A senior US Air Force official has sent defense contractors a strongly worded letter over delays to the Vulcan Centaur heavy-lift launch vehicle program – initiated to replace the workhorse Atlas V, which uses Russian-made RD-180 engines. The delay signals the US’s inability even to copy Russian-made equipment, a leading space researcher says.

US Air Force Assistant Secretary Frank Calvelli has sent the heads of Boeing and Lockheed Martin’s United Launch Alliance space divisions an “unusually blunt” appeal highlighting Pentagon concerns over the years-long delays to the Vulcan rocket project.

“I am growing concerned with ULA’s ability to scale manufacturing of its Vulcan rocket and scale its launch cadence to meet our needs. Currently there is military satellite capability sitting on the ground due to Vulcan delays,” Calvelli complained.

“As the owners of ULA, and given the manufacturing prowess of Boeing and Lockheed Martin corporations, I recommend that you work together over the next 90 days to complete an independent review of ULA’s ability to scale its launch cadence to meet” contract requirements, the official urged.

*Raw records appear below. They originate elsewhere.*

PR #899, opened 2018-09-13
Fix api docs to rename device to point to the right field

ZubairLK:
Fixes https://github.com/resin-io/docs/issues/898

### DIFF
--- a/config/dictionaries/resource.json
+++ b/config/dictionaries/resource.json
@@ -186,7 +186,7 @@
         "method": "PATCH",
         "endpoint": "/v4/device(<ID>)",
         "filters": "",
-        "data": "{\n    \"name\": \"<NEW NAME>\"\n}"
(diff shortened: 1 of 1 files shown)


ZubairLK:
@Page- can you check the docs (https://docs.resin.io/reference/api/resources/device/) to rename a device. I think there is a mistake in them as the customer pointed out in https://app.frontapp.com/open/cnv_1089fab

I've made a PR with this commit via github.
But I'm not 100% sure if this is the right place for this update..

Page-:
@ZubairLK `device_name` is correct but only for v4, older versions do use name, cc @CameronDiver was this change intentional as part of mc?

CameronDiver:
@ZubairLK @Page- IIRC it was to do with env var changes, and `device has name` was colliding with one the new env vars.

chrisys:
Closed in favour of #868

Calvelli expressed concerns about the ULA’s poor flight record to date, pointing out that to meet its contract obligations, it would have to launch 25 missions for the Pentagon by the end of 2027. The alliance, separately bound to launch 38 rockets for Amazon’s Kuiper internet satellite constellation, launched only three missions through 2023.

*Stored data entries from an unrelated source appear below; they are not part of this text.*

PR #903, opened 2018-09-14
Remove stale information from network requirements page

lekkas:
Closes https://github.com/resin-io/docs/issues/814

Front logo [Front conversations](https://app.frontapp.com/open/top_dvp7)


lekkas:
@hedss @shaunmulligan do you think we should provide a list of the current resin.io domains here? Also, any objections to move the detailed networking requirements for NTP from https://docs.resin.io/reference/OS/time/#networking-requirements here ?

imrehg:
@lekkas may I add some more things here?
Basically need to add `*.docker.com` and `*.docker.io` (for the OS/supervisor updates, that we are pulling from docker hub). Will try to narrow it down (what subdomains docker pull uses, but there's a number and likely can change)  but I think that's the current good thing to add....

I think pubnub is still required for devices before supervisor 7.16.x and the ones that are not yet migrated (many device types still don't have that one released) But this change is good aspirational, should probably keep it! Mentioning for clarity.

imrehg:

“Launch is critical to our ability to transform our space architecture. We are counting on Boeing, Lockheed Martin, and the ULA team to be successful in getting critical capabilities into space for our warfighters,” the assistant secretary wrote.

The United Launch Alliance kicked off the Vulcan’s development a decade ago amid a push by Washington to phase out the purchase of Russian-made RD-180 engines used on the Vulcan’s predecessor, the Atlas V, to put satellites into orbit. The Vulcan has a stated launch capacity of 27.2 tons, and an estimated expected cost of $100-$200 million per launch, compared to 8.2-18.85 tons and $1090 million per launch for the Atlas V, depending on variant.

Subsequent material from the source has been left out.